▸ WHAT IS BEING ASKED: Each line below needs to be restated word for word.

==== SUPPLIED RECORDS

PR #76, opened 2022-01-21
feat: billable status can be set from tasktable modal

oskarikerppo:

PR #74, opened 2022-01-21
feat: tasks can be archived by button press

oskarikerppo:

PR #78, opened 2022-01-21
refactor: major refactor

mapehe:
## Major refactor suggestion

**Objective:** Refactor the existing codebase to a significantly higher level of quality without altering the functionality.

At the moment, there are several issues with the state of the project as per the `main` branch. They vary from small issues with less than idiomatic code to somewhat critical design flaws. This is a rather large pull request, where I attempt to bring the codebase to a much more maintainable level without altering in any way how the app works. The files have been rearranged a little, but they should quite nicely correspond to those of the `main` branch. Since this is quite large PR, I'll try to explain my changes in plain text below.

### Major issue: Nullable component props

At the moment there are several components `<Component someProp={someProp} />` which make no sense with `someProp = undefined`. At the moment we set `someProp` nullable in `Component` props throughout. This is just asking for all sorts of nasty trouble: at some point someone will eventually mess up and break things. It also makes the render functions really hard to read since we have to do all sorts of iffing inside the render.

The correct way to design this is to set  `someProp` non-nullable and conditionally render in the parent component i.e.
```
someProp && <Component someProp={someProp}/> 
```
The same holds for [parameters that hooks depend on](https://github.com/three-consulting/epoc-frontend/blob/refactor/major-refactor/pages/projects/%5Bid%5D/index.tsx#L103-L107).

### Major issue: No proper form validation, incorrect DTO types

Form fields are not validated correctly against non-nullability. While some fields are marked [required](https://github.com/three-consulting/epoc-frontend/blob/eb996de54ffce86d275f8759aa5521ec06d1bfcd/components/projects/NewProject/ProjectForm.tsx#L99), this should be regarded as a UX feature that prevents the user from running into weird UI errors when some required fields are left empty. An additional layer of validation on the typescript level must be added so that [there is a type that represents a form with possibly missing fields, that is later validated against non-nullability rules](https://github.com/three-consulting/epoc-frontend/blob/refactor/major-refactor/components/form/ProjectForm.tsx#L10-L26).

As per `main` the api types are incorrect as some required fields are marked nullable. I've updated [the types](https://github.com/three-consulting/epoc-frontend/blob/refactor/major-refactor/lib/types/api.ts#L102-L112) so that the required fields are reflected in the generated types. I've also added a corresponding [backend PR](https://github.com/three-consulting/epoc-backend/pull/78).

### Major issue: useData

The current `useData` is too inflexible to be used properly. I ​think `useData` should be [rewritten](https://github.com/three-consulting/epoc-frontend/blob/refactor/major-refactor/lib/hooks/useData.tsx) to allow this pattern
```
    const projectRequest = useCallback(() => listProjects(), []);
    const [projectResponse] = useData(projectRequest);
```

========

▸ YOUR SOLUTION:
PR #76, opened 2022-01-21
feat: billable status can be set from tasktable modal

oskarikerppo:

PR #74, opened 2022-01-21
feat: tasks can be archived by button press

oskarikerppo:

PR #78, opened 2022-01-21
refactor: major refactor

mapehe:
## Major refactor suggestion

**Objective:** Refactor the existing codebase to a significantly higher level of quality without altering the functionality.

At the moment, there are several issues with the state of the project as per the `main` branch. They vary from small issues with less than idiomatic code to somewhat critical design flaws. This is a rather large pull request, where I attempt to bring the codebase to a much more maintainable level without altering in any way how the app works. The files have been rearranged a little, but they should quite nicely correspond to those of the `main` branch. Since this is quite large PR, I'll try to explain my changes in plain text below.

### Major issue: Nullable component props

At the moment there are several components `<Component someProp={someProp} />` which make no sense with `someProp = undefined`. At the moment we set `someProp` nullable in `Component` props throughout. This is just asking for all sorts of nasty trouble: at some point someone will eventually mess up and break things. It also makes the render functions really hard to read since we have to do all sorts of iffing inside the render.

The correct way to design this is to set  `someProp` non-nullable and conditionally render in the parent component i.e.
```
someProp && <Component someProp={someProp}/> 
```
The same holds for [parameters that hooks depend on](https://github.com/three-consulting/epoc-frontend/blob/refactor/major-refactor/pages/projects/%5Bid%5D/index.tsx#L103-L107).

### Major issue: No proper form validation, incorrect DTO types

Form fields are not validated correctly against non-nullability. While some fields are marked [required](https://github.com/three-consulting/epoc-frontend/blob/eb996de54ffce86d275f8759aa5521ec06d1bfcd/components/projects/NewProject/ProjectForm.tsx#L99), this should be regarded as a UX feature that prevents the user from running into weird UI errors when some required fields are left empty. An additional layer of validation on the typescript level must be added so that [there is a type that represents a form with possibly missing fields, that is later validated against non-nullability rules](https://github.com/three-consulting/epoc-frontend/blob/refactor/major-refactor/components/form/ProjectForm.tsx#L10-L26).

As per `main` the api types are incorrect as some required fields are marked nullable. I've updated [the types](https://github.com/three-consulting/epoc-frontend/blob/refactor/major-refactor/lib/types/api.ts#L102-L112) so that the required fields are reflected in the generated types. I've also added a corresponding [backend PR](https://github.com/three-consulting/epoc-backend/pull/78).

### Major issue: useData

The current `useData` is too inflexible to be used properly. I ​think `useData` should be [rewritten](https://github.com/three-consulting/epoc-frontend/blob/refactor/major-refactor/lib/hooks/useData.tsx) to allow this pattern
```
    const projectRequest = useCallback(() => listProjects(), []);
    const [projectResponse] = useData(projectRequest);
```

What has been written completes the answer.